-- Dataset extract follows --
PR #313, opened 2024-01-22
Removing `new` operator on already allocated memory to test Frontier memory corruption issue.

wrtobin:
This is WIP work on a memory corruption issue on Frontier for one of the finest-scale ECP problems.

We may decide to merge this after removing all string arrays in geos, which IIRC is one of the cases that requires the `new` usage currently in lvarray (though might be misremembering).

### DIFF
--- a/host-configs/ORNL/crusher-cce@13.0.1.cmake
+++ b/host-configs/ORNL/crusher-cce@13.0.1.cmake
@@ -1,0 +1,41 @@
+set(CONFIG_NAME "crusher-cce@13.0.1" CACHE PATH "") 
+
+# Set up the tpls
+set(GEOSX_TPL_ROOT_DIR "/gpfs/alpine/geo127/world-shared/cray-sles15-zen2/cce-13.0.1" CACHE PATH "")
+set(GEOSX_TPL_DIR ${GEOSX_TPL_ROOT_DIR} CACHE PATH "")
+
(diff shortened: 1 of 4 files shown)


corbett5:
Just curious, the problem is using placement new? Things like

```c++
new ( dst ) T( *first );
```

https://github.com/GEOS-DEV/LvArray/blob/6057f598b005db6efd132f60c298ad9c827fe3cd/src/arrayManipulation.hpp#L185C5-L185C29

wrtobin:
We're getting a memory failure on ~~lassen~~ frontier in that routine so this branch is/was just to test if bypassing that usage happened to resolve the issue. So far seems like that wasn't the reason for failure, which is only occurring on one of our largest stretch problems that uses at least 1/4 of the machine IIRC.

This PR isn't intended to be merged unless we fully confirm this is both the issue and the only way to resolve it.

wrtobin:
Its really more me not trusting the hip compiler to handle syntax / usage that isn't super common (as I have experienced numerous times during the HIP port).

corbett5:
So this is a problem on Lassen with CUDA as well?

Yeah I would also suspect CUDA/HIP of not correctly implementing placement new, since I've only seen it a handful of times outside of LvArray.

wrtobin:
Sorry no, just frontier/hip, I was typing that while in a meeting where we were discussing other things on lassen.

corbett5:
Phew, okay that makes me feel better. If it doesn't work on Lassen that's on me. But HIP...

PR #314, opened 2024-01-23
Add shallow pretty printers and tests

TotoGaz:
I needed `LvArray` pretty printers that would match the `STL` pretty printers pattern.
This version of the pretty printers do not show any implementation details and focus on the sole data. As such I've simplifying the existing pretty printers a bit.

I've added unit tests, but I did not activate those unit tests through any CI/CD process (I think that this is another subject).

### DIFF
--- a/scripts/gdb-printers-shallow.py
+++ b/scripts/gdb-printers-shallow.py
@@ -111,7 +111,7 @@ class __ArrayPrinter(LvArrayPrinter):
     def children(self) ->  Iterable[tuple[str, gdb.Value]]:
         d0, ds = self.dimensions[0], self.dimensions[1:]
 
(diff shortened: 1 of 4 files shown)


corbett5 (approved):
Any extra debugging features are great! I trust you that they work since I've never written these before.

TotoGaz:
> Any extra debugging features are great! I trust you that they work since I've never written these before.

Thanks you for the review 😉  I hope everything's OK on your side!

One limitation that both my pretty printers and the old ones have is that they are not able to deal with permutations...
It's not an algorithmic issue, but moving back and forth from `python` to `gdb` brings some pure computer science difficulties I could not overcome. I've added a `warning` message... 🤷

PR #317, opened 2024-02-10
Bugfix/fix compiler pragma for clang

rrsettgast:


wrtobin:
Per the clang documentation, it understands both `#pragma GCC` and `#pragma clang` as synonymous:

https://clang.llvm.org/docs/UsersManual.html#controlling-diagnostics-via-pragmas

So I'm not sure this is necessary, was there a warning/error motivating this?

rrsettgast:
> Per the clang documentation, it understands both `#pragma GCC` and `#pragma clang` as synonymous:
> 
> https://clang.llvm.org/docs/UsersManual.html#controlling-diagnostics-via-pragmas
> 
> So I'm not sure this is necessary, was there a warning/error motivating this?

Ah. It is because `clang` didn't recognize the warning flag `Walloc-size-larger-than=` and I think `Wstringop-overflow=` as well.

wrtobin (approved):

PR #319, opened 2024-04-05
New host configs for LLNL machines

victorapm:
Add new host configs:

- lassen - cuda 12
- ruby - gcc-12 and clang-14
- dane - gcc-12

The new lassen host-config requires cmake >= 3.26


victorapm (commented):
Minor fix

CusiniM (approved):

PR #328, opened 2024-08-29
Made some sorted error checks associated with bounds checking.

corbett5:
Related to

GEOS-DEV/GEOS#3312


CusiniM:
I merged this into https://github.com/GEOS-DEV/LvArray/pull/344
-- Dataset extract concluded --
> **Exercise objective**
From the line that contains "- dane - gcc-12" to the last line of the material above, repeat every line exactly, keeping both the first and the last.

> **Your solution**
- dane - gcc-12

The new lassen host-config requires cmake >= 3.26


victorapm (commented):
Minor fix

CusiniM (approved):

PR #328, opened 2024-08-29
Made some sorted error checks associated with bounds checking.

corbett5:
Related to

GEOS-DEV/GEOS#3312


CusiniM:
I merged this into https://github.com/GEOS-DEV/LvArray/pull/344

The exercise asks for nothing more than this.